Cost: "RPS per $/hour," reserve for peak events + DR-reserve.
15) Anti-patterns
Beat into the prod without control or test in an "empty" environment, not like the prod.
Closed model with fixed VUs hiding overload.
Lack of think-time/data → unrealistic cache hits, or vice versa - storm to the source.
One "/ping "script instead of custom flow.
Lack of observability: "we see only RPS and average delay."
Uncontrolled retrays → self-DDoS.
Mixing the test and optimizations without fixing hypotheses/changes.
16) Checklist (0-30 days)
0-7 days
Define SLI/SLO and target traffic profiles (mix, think-time, data).

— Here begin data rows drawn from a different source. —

PR #199011, opened 2026-05-21
[mlir][affine][NFC] Add visited set to hasDependencePath

chokobole:
Found this while building a zkVM. When my compiler lowers a fully-unrolled Poseidon2 permutation (Poseidon2 is a ZK hash) to MLIR the output is ~4 kLOC, and `affine-loop-fusion` hangs at 99% CPU on it.

`hasDependencePath` does a DFS with no visited set. The MDG is a DAG, so on inputs with lots of diamond merges it re-walks the same paths over and over — `O(2^V)` worst case. Adding a visited set fixes it (`O(V + E)`), same boolean returned since every reachable node is still visited at least once.

Used Claude to help draft the patch and this PR. I've read through the diff and stand behind it.


ftynse (changes requested):
Using AI tooling without disclosure is against our policy https://llvm.org/docs/AIToolPolicy.html.

ftynse:
If you want to proceed with this patch, _you_ must undertsand the problem and phrase it intelligibly in the PR description. You must also provide a test that is consistent with how MLIR tests its input.

ftynse:
We strongly prefer IR-based tests via LIT over unittests. Is there no way a LIT test can be constructed?

joker-eph:
This is NFC isn't it? Why would we even need a test?

chokobole:
NFC in the strict sense — happy to drop it. If we keep a test, I'll try `mlir-reduce` on the original Poseidon2 IR for a lit version.

mlir/lib/Dialect/Affine/Analysis/Utils.cpp
```diff
@@ -574,6 +574,14 @@ bool MemRefDependenceGraph::hasDependencePath(unsigned srcId,
   SmallVector<std::pair<unsigned, unsigned>, 4> worklist;
   worklist.push_back({srcId, 0});
   Operation *dstOp = getNode(dstId)->op;
+  // Track nodes already pushed onto the worklist. The MDG is a DAG (edges
+  // respect program order), but without a visited set this DFS enumerates
+  // every path from 'srcId' to every reachable node — exponential in the
+  // number of diamond merges. With many independent memref accesses on the
+  // same buffer (e.g. fully-unrolled SIMD-like bodies that load and store
+  // from one buffer between several affine.for loops), this is fatal.
```
joker-eph:
```suggestion
  // Track nodes already pushed onto the worklist to avoid redundant visit.
```

joker-eph:
Let's tag the PR as "NFC" (update the title) and remove the test: speeding up a worklist algorithm with a visited set seems like trivial enough to me.

joker-eph (approved):

joker-eph:
LGTM right now, @ftynse ?

PR #199012, opened 2026-05-21
[lldb][windows] Fix HostProcessWindows::Terminate clobbering error

charles-zablit:
When `m_process` is `nullptr` the function sets `ERROR_INVALID_HANDLE` then fell through to call `TerminateProcess(nullptr, 0)`, which clobbers the error.

Return early instead.


DavidSpickett (approved):
Makes sense. Also checked against https://learn.microsoft.com/en-us/windows/win32/api/processthreadsapi/nf-processthreadsapi-terminateprocess. LGTM.

PR #199013, opened 2026-05-21
[lldb][windows] Fix HostThreadWindows::Cancel inverted error reporting

charles-zablit:
QueueUserAPC returns non-zero on success and zero on failure. The old code stored the return value and unconditionally constructed a Status from it, so a successful call reported a phantom Win32 error code and a real failure reported success.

Select the tool (k6/JMeter/Locust), raise the RED dashboards.
Prepare the stand and seed data, disable third-party limits/captchas.
8-20 days
Build scenarios: open-model (arrival rate), cold/warm/hot cache.
Run load → stress → spike; fix knee point and bottlenecks.
Implement performance gates in CI (micro-run).
21-30 days
Soak test 4-24h: GC leaks/drift, stabilization.
Document limits, capacity plan, "RPS→p95/oshibki" illustrations.
Prepare runbook "how to increase limits/scale" and "how to degrade."
17) Maturity metrics
There are realistic profiles (mix, think-time, data) that cover ≥ 80% of traffic.
RED dashboards + tracing are connected for all tests.
Performance gates block releases when regressing p95/errors.
Capacity and knee point are documented by key services.
Monthly soak/stress runs and progress reports.
Resistance to "spike" is confirmed by autoscale and the absence of cascade-fail.
18) Conclusion
Load testing is a regular engineering practice, not a one-time "measurement." Model real users (open-model), measure what reflects the client's experience (SLI/SLO), keep observability and gates in CI/CD, conduct stress/spike/soak runs and fix knee point. Then peak events and black swans turn into manageable scenarios, and performance turns into a predictable and measurable parameter of your platform.